Reputation: 2219
I have a tough problem I just can't solve. I have a millions of rows where I need to flag overlapping dates between the current and previous row. The rows are grouped by 'KEY' and within this grouping I need to flag rows that have 'Date1' which overlaps with the 'Date2' of the previous row.
An overlapping row is where Date1 of the second row is less than Date2 of the previous row, AND Date1 of the second row is greater than or equal to Date1 of previous row.
Simply put: if date1 of the second row falls between date1 and date2 of the previous row, flag both rows as an overlapping row.

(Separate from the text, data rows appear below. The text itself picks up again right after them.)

PR #1092, opened 2019-07-01
Add lookup_fields in REST Backend

muriloventuroso:
This allows you to change the lookup of the fields defined in filterset_fields in the integration with Django Rest Framework.


rpkilby:
Why don't you just use the dict form of `filterset_fields`? e.g., 

```python
class MyView(GenericAPIView):
    filterset_fields = {
        'text': ['exact'], 
        'decimal': ['exact'],
        'date': ['gt', 'lt'],
    }
    ...
```

PR #1118, opened 2019-09-02
Rework ordering filter

earshinov:
See https://github.com/carltongibson/django-filter/issues/1021


earshinov:
@carltongibson , @rpkilby , Could you take a look and share your thoughts?

I started with the code and tests.

TODO:
- [ ] document in docs/ref/filters.txt
- [ ] update docs/guide/migration.txt

Jihadik:
@earshinov, any updates here? I would be happy to use `nulls_last` feature.

earshinov:
@Jihadik , Hi! No, I don't have any updates. I think I have pushed everything that I had, now awaiting feedback from django-filter maintainers. The version from this PR should already support `nulls_last` just fine. I would appreciate if you gave it a try and shared your feedback. It seems that the maintainers are not terribly interested in this feature, and additional user feedback could convince them to pay more attention to it, should they have time.

django_filters/filters.py
```diff
@@ -655,100 +658,248 @@ def filter(self, qs, lookup):
...
+        if 'params' not in kwargs:
+            fields = kwargs.get('fields', {})
+            fields = self.normalize_fields(fields)
+            field_labels = kwargs.get('field_labels', {})
+            params = self.fields_to_params(fields, field_labels)
+        else:
+            params = self.normalize_params(kwargs['params'])
 
-        self.param_map = {v: k for k, v in fields.items()}
+        self._params = params
```
Jihadik: Looking at the code around `_params` is going against the style. Just use `self.params`

tests/models.py
```diff
@@ -41,8 +41,8 @@ def formfield(self, **kwargs):
 
 class User(models.Model):
     username = models.CharField(_('username'), max_length=255)
-    first_name = SubCharField(max_length=100)
-    last_name = SubSubCharField(max_length=100)
+    first_name = SubCharField(max_length=100, null=True, blank=True)
+    last_name = SubSubCharField(max_length=100, null=True, blank=True)
```
Jihadik: I believe, by default an empty string is null. Also, you are not using forms, so `blank=True` is not needed. hence, you don't need to touch these two lines.

Jihadik:
@carltongibson, could I get attention for this PR?
@earshinov, it would be cool if you could merge the latest master, thanks!

earshinov:
@Jihadik , I rebased the PR on top of the `master` branch

django_filters/filters.py
earshinov: Indeed, it seems that in the existing code underscores are only utilized to name backing fields used in the implementation of get/set properties. Renamed in edda682.

tests/models.py
earshinov: > I believe, by default an empty string is null

I am not sure what you mean. `null` and empty string are different values and are treated differently both by Django ORM and the underlying database.

`null=True` is necessary because within tests I create some User instances with first_name=null to check handling of nulls. The default value for the `null` constructor parameter is False.

As for `blank=True`, maybe User instances are not tied to forms at the moment, but they can be in the future. I think it's a good practice to set `blank=True` once one defines `null=True`.

Jihadik: This is from the Django official doc: https://docs.djangoproject.com/en/3.0/ref/models/fields/#django.db.models.Field.null

earshinov: > This is from the Django official doc: https://docs.djangoproject.com/en/3.0/ref/models/fields/#django.db.models.Field.null

Still, having `null=False` will prevent us from testing `User(first_name=null)`

> As for the blank=True, I believe it should be added on demand. Otherwise, me reading the tests would scratch my head and think why is it necessary to have it here?

Well, I would rather scratch my head if I saw a field with null=True but blank=False. It clearly won't work with forms at all. I guess we need another opinion here, ideally from django-filter devs.

gabn88: I have some experience with Django and would like to share my opinion on this matter. I think having blank=True, null=True on a django CharField is definitely not a best practice and even strongly disencouraged. It means you have two empty values in the database, NULL and '' (empty char). Therefore my recommendation is to rewrite the test by using a datetimeField (for example) with null=True, blank=True. In that case it makes logical sense and the correctness of the test is also faily easily determined.

Having said that I would also love to see this merged! Big applause for @earshinov for undertaking this project!

earshinov: Hi @gabn88! Sorry that I didn't have time to reply during workdays. Thank you for your input, your suggestion about avoiding nullable/blank CharFields seems very reasonable. I reworked the tests using a DateTime model field instead of CharField and rebased the branch onto the latest `master` along the way. Hopefully these changes will help merge this PR.

forgoty:
What is the progress about this task?
@rpkilby

jaap3:
Too bad this has gone stale, I'm in need of a way to have null values sorted to the bottom and had hoped django-filter supported it. Maybe some day...

axieum:
I'm also keen to see this across the line 🙌

PR #102, opened 2016-03-02
Follow up to #101. Ensure that the `RegExp` origin always exists.

wibblymat:
R: @gauntface @jeffposnick

### DIFF
--- a/lib/router.js
+++ b/lib/router.js
@@ -39,6 +39,8 @@ var keyMatch = function(map, string) {
 
 var Router = function() {
   this.routes = new Map();
+  // Create the dummy origin for RegExp-based routes
+  this.routes.set(RegExp, new Map());
   this.default = null;
 };
 


gauntface:
Sorry, really struggling to see what you are doing here.

Are you basically saying that the origin is the RegExp type? If so this feels like a hacky approach and I'm not entirely sure what the problem is.

Maybe a test case would make it clear what the problem is.

jeffposnick:
I think the confusion might be due to the fact that the identifier `RegExp` is used as the `Map` key that holds all the regular expression routes. See https://github.com/GoogleChrome/sw-toolbox/pull/67 It's confusing, but allowed me to add in regular expression routes without drastically rewriting the existing code.

Given that context, this looks good to me, but I agree with @gauntface that added a test would be a good idea.

gauntface:
What is the problem that this solves?

wibblymat:
The problem is that we [rely on the key already existing](https://github.com/GoogleChrome/sw-toolbox/blob/master/lib/router.js#L98), which until recently meant that you got errors if you didn't have any RegExp routes defined. A check was added further down the line to make sure that the errors stopped, but to prevent any future mishaps I wanted us to not have that problem in the first place.

The simplest way was to ensure that the key really did always exist.

I agree that it is confusing to see the `RegExp` constructor itself used as the key in the map, but there already is [a comment explaining it](https://github.com/GoogleChrome/sw-toolbox/blob/master/lib/router.js#L56) and I'm not sure what a better solution would look like.

wibblymat:
Sorry, to clarify, the error situation was:

1. You have no RegExp routes defined
2. You have no default route
3. A fetch request comes in for a route that doesn't match any Express-style routes

I'll add a test for this.

PR #103, opened 2016-03-03
Adds all methods to tests

gauntface:
and test all methods for 'any' route. Also simplifies the automated test suite - will hopefully work cross platform a little better.

cc @jeffposnick @wibblymat @addyosmani


wibblymat:
:+1:

PR #107, opened 2016-03-30
Moving over to using the sw-testing-helpers + Badges

gauntface:
cc @jpmedley @jeffposnick 

This should get the tests up and running. Slightly concerned that FF Beta is failing at the moment: https://travis-ci.org/GoogleChrome/sw-toolbox/builds/119587028

We've also lost chrome-beta support at the moment due to unmet dependencies when I last tried to install chrome-beta on travis.


.travis.yml
```diff
@@ -1,18 +1,32 @@
-sudo: false
+sudo: true
```
jeffposnick: Is there any way that we could avoid setting this? It means that we're forced to use Travis's older, slower infrastructure that doesn't support caching: https://docs.travis-ci.com/user/migrating-from-legacy/

gauntface: Installing repos to sources list or installing deb's requires sudo. We can revert back once this is fixed: https://github.com/travis-ci/apt-source-whitelist/issues/256

jeffposnick:
:+1: for the actual changes.

Before you merge, though, could you look into what the difference is in your PR's version of the `sw-toolbox.js` and `sw-toolbox.map.json` files vs. what's currently checked into master? The files are minified/large, so the GitHub UI doesn't make it easy to figure out what changed. Since all your changes are for test and Travis code, and that shouldn't make it into in the built library, I'm not sure why there would be any difference at all.

(Also, there's a merge conflict with master that needs to be resolved.)

gauntface:
Thanks for the review Jeff. Changes were accidental (Was debugging an issue between FF and Chrome) Reverted those files and updated with Master. Will merge once tests pass if that's ok with you.

bstn362436:
You fixed it ty

On Wednesday, March 30, 2016, Matthew Gaunt <notifications@github.com>
wrote:

> Merged #107 <https://github.com/GoogleChrome/sw-toolbox/pull/107>.
>
> —
> You are receiving this because you are subscribed to this thread.
> Reply to this email directly or view it on GitHub
> <https://github.com/GoogleChrome/sw-toolbox/pull/107#event-608935827>
>


-- 
Sent from Gmail Mobile

Issue #75, opened 2016-01-14
toolbox.precache should not cache invalid files


gauntface:
At the moment toolbox.precache will cache a 404 response.

My initial assumption this in unexpected default behavior (and not something I think would be desirable in any situation).

Would allowing 20x status be a better option?

The concern this raises is what is the behavior when a 404 is encountered? I would expect the service worker install to fail.

jeffposnick:
The background on the current behavior is covered in this issue from the old repo: https://github.com/wibblymat/shed/issues/5

The current configuration is at https://github.com/GoogleChrome/sw-toolbox/blob/master/lib/options.js#L39 and developers could technically override the defaults using whatever `RegExp` they'd prefer, though I'm sure there's no one who actually does that.

My vote is to keep the current behavior, but I can definitely see the justification for the other side.

gauntface:
That bug is in reference to networkFirst behaviour, not the precache behaviour.

The obvious major downside of this is the progressive web app story where you may need and rely on a file that doesn't get cached. In that scenario I'd expect the sw to fail to install.

Appreciate it can be overriden but I don't think this default behaviour is good or expected.

cc @jakearchibald because I know there was discussion around behaviour or cache.addAll and caching 404s.

wibblymat:
Overall I think I'm in favour of being stricter in the precache. A successful install should mean that the app is ready for offline. However, playing Devil's Advocate, here are some cases where the current behaviour is possibly better:

- Caching a custom 404 page. Maybe if you have routes for all of the real URLs on your site you could have the default route just serve up a 404 without checking the server. Precache would fail when it successfully fetched the 404 page if it's served with the correct status code.
- To avoid masking a problem. Let's say that your list of precache resources has a typo in it for some resource. With the proposed behaviour none of your existing users would be able to upgrade, but they also wouldn't hit any errors. It might be some time to even notice that users don't have the latest version. By precaching the 404 you will get bug reports from users much quicker.

gauntface:
# 404

Caching 404 pages is an interesting use case, I'd see two options:
1. Developer creates an endpoint of a query parameter that returns 404 with a 200 status code
2. precache has an additional method that allows the developer to override a valid or invalid response.

This could look something like:

    swtoolbox.precache([
        ' /valid',
        '/my-404'
    ], (asset, response, isValid) => {
        if (asset == '/my-404') {
            return true;
         }
         return isValid; 
    });

[...]

PR #112, opened 2016-04-07
Use NPM Versioning for Dependencies

nickiaconis:
Use NPM versioning for the serviceworker-cache-polyfill dependency instead of github reference.

Our tooling disallows us from using dependencies specified like "coonsta/cache-polyfill", so we can't use sw-toolbox until the dependency specification is fixed.

### DIFF
--- a/package.json
+++ b/package.json
@@ -8,7 +8,7 @@
   "main": "lib/sw-toolbox.js",
   "repository": "https://github.com/GoogleChrome/sw-toolbox",
   "dependencies": {
-    "serviceworker-cache-polyfill": "coonsta/cache-polyfill",
+    "serviceworker-cache-polyfill": "^3.0.0",
     "path-to-regexp": "^1.0.1"
   },
   "devDependencies": {


nickiaconis:
I signed it!

gauntface:
Thanks for the PR @nickiaconis - I don't think the polyfill is actually needed anymore so would be worth just removing the dependency all together. What do you think?

NekR:
@gauntface if you are still planning to use `addAll()` then you still need polyfill, see this: https://github.com/GoogleChrome/sw-toolbox/issues/75#issuecomment-206542128

So basically, `addAll()` got new algorithm an polyfill fixes that for older implementations.

NekR:
Also seems that @jakearchibald didn't publish new version to NPM yet.

nickiaconis:
@NekR @jakearchibald Is there a timeframe for the next NPM release of cache-polyfill? Could we not still merge this, since it will pick up the next version once it is published?

NekR:
@nickiaconis next version is 4, so it won't be picked because of `^`.

Currently, `sw-toolbox` points to the repo of polyfill, so this means that it's using latest version (`4.0.0`) and that there is no sense to downgrade it to `3.0.0`. Only thing what we can do is wait for polyfill update on NPm and then modify this PR to point to `4.0.0`.

gauntface:
I'm going to merge this. I understand the changes in the polyfill won't make it to sw-toolbox until the update, but it's bad that we aren't using the npm version at the moment.

@NekR it would probably be worth discussing on the polyfill if the deprecation notice on the library is worth removing given it sounds like it may still be useful

NekR:
@gauntface yep, I created an issue yesterday: https://github.com/dominiccooney/cache-polyfill/issues/21

NekR:
v4 is on NPM now.

addyosmani:
👍

gauntface:
I'm inclined to remove the library all together. I don't think it serves
any purpose.

NekR:
@gauntface depends on what you need. I do not use `addAll()` at all, I use this function which does the same as polyfill and is much smaller: 

```js
function addAllNormalized(cache, requests) {
  return Promise.all(requests.map((request) => fetch(request))).then((responses) => {
    if (responses.some(response => !response.ok)) {
      return Promise.reject(new Error('Response not supported'));
    }

    const addAll = responses.map((response, i) => {
      return cache.put(requests[i], response)
    });

    return Promise.all(addAll);
  });
}
```

PR #115, opened 2016-04-15
Adding tests for routing mechanisms

gauntface:
@jeffposnick @addyosmani @wibblymat if any of you are free for some reviewing time.

I think this is everything that is needed to match the qunit tests. in the 'tests' directory.


test/browser-tests/cache-first/cache-first.js
```diff
@@ -0,0 +1,103 @@
...
+    })
+    .then(response => {
+      return response.text();
+    })
+    .then(responseText => {
+      responseText.trim().should.equal(TEST_INPUT);
+    });
+  });
+
+  it('should retrieve the first value from the network and then the alteredcache', function() {
```
addyosmani: `alteredcache` -> `altered cache`?

test/browser-tests/cache-first/cache-first.js
```diff
@@ -0,0 +1,103 @@
...
+
+'use strict';
+
+var swUtils = window.goog.SWHelper;
+
+describe('Test toolbox.cacheFirst', function() {
+  const serviceWorkersFolder = '/test/browser-tests/cache-first/serviceworkers';
+
+  it('should retrieve the first value from the cache and not update it', function() {
+    var iframe;
```
addyosmani: Friendly reminder to switch out these `var` statements since we're using `const` and `let` elsewhere.

addyosmani:
@gauntface I had a look over this again and if we can get the comments above and breaking build issues resolved on this one I'd be happy to land. It would still be great to get @wibblymat's eyes on this if he has a chance.

gauntface:
Thanks for the review @addyosmani 

Hopefully fixed the tests (although I'm not happy with the fix). Essentially Firefox was pointing out an issue where toolbox was returning a response to the browser before it had updated the cache and as a result the test was querying the cache immediately before the value had been added. I've just added some timeouts but that is still likely to cause a race condition. Need to think of a better approach but right now not sure what the solution would be.

addyosmani:
I forgot to hit LGTM. So..LGTM anyway!

PR #119, opened 2016-04-20
Move docs into subfolder.

### LINKED ISSUE #118: Move documentation from README
Currently it is easy to miss the API documentation in the README. While it is a huge chunk of content, it also isn't exactly clear that is the docs either.

We should move the API docs under a `doc` folder and cross-link that. Further we may want to take the usage section and move that under a `usage.md` file of the docs. This way the README is more precise to inform people about how the project helps them, how to include it, and what the license is.

I am going to try and have a PR made this afternoon to address this. It is critical that the documentation is very easy to find and scan over without the other content getting in the way.

Garbee:
Fixes #118


addyosmani:
LGTM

FYI, on any given row Date1 will never be greater than Date2.
prev row date1 <= second row date1 < prev row date2
The hard part that I can't figure out is that this step needs to be performed sequentially. That is if the second row in this grouping is flagged, then the next row (row 3) in this group will be compared to the first row (in this situation, the first row will also be flagged as overlapping along with row 2).
Here is a dataset:
df = pd.DataFrame({'KEY': ['100000003', '100000009', '100000009', '100000009', '100000009','100000034','100000034', '100000034'],
'Date1': [20120506, 20120506, 20120507,20120608,20120620,20120206,20120304,20120405],
'Date2': [20120528, 20120610, 20120615,20120629,20120621,20120305,20120506,20120506]})
df['Date1'] = pd.to_datetime(df["Date1"], format='%Y%m%d')
df['Date2'] = pd.to_datetime(df["Date2"], format='%Y%m%d')
df.sort_values(by=['KEY','Date1','Date2'], inplace=True)
df[['KEY','Date1','Date2']]
KEY Date1 Date2
0 100000003 2012-05-06 2012-05-28
1 100000009 2012-05-06 2012-06-10
2 100000009 2012-05-07 2012-06-15
3 100000009 2012-06-08 2012-06-29
4 100000009 2012-06-20 2012-06-21
5 100000034 2012-02-06 2012-03-05
6 100000034 2012-03-04 2012-05-06
7 100000034 2012-04-05 2012-05-06
Since there are millions of rows and the size of each group varies, I wrote a for loop that will only iterate the max amount of groupby KEYs..
for item in range(df.groupby('KEY')['KEY'].count().max()):
df['PrevDate1'] = df.groupby('KEY')['Date1'].shift(1)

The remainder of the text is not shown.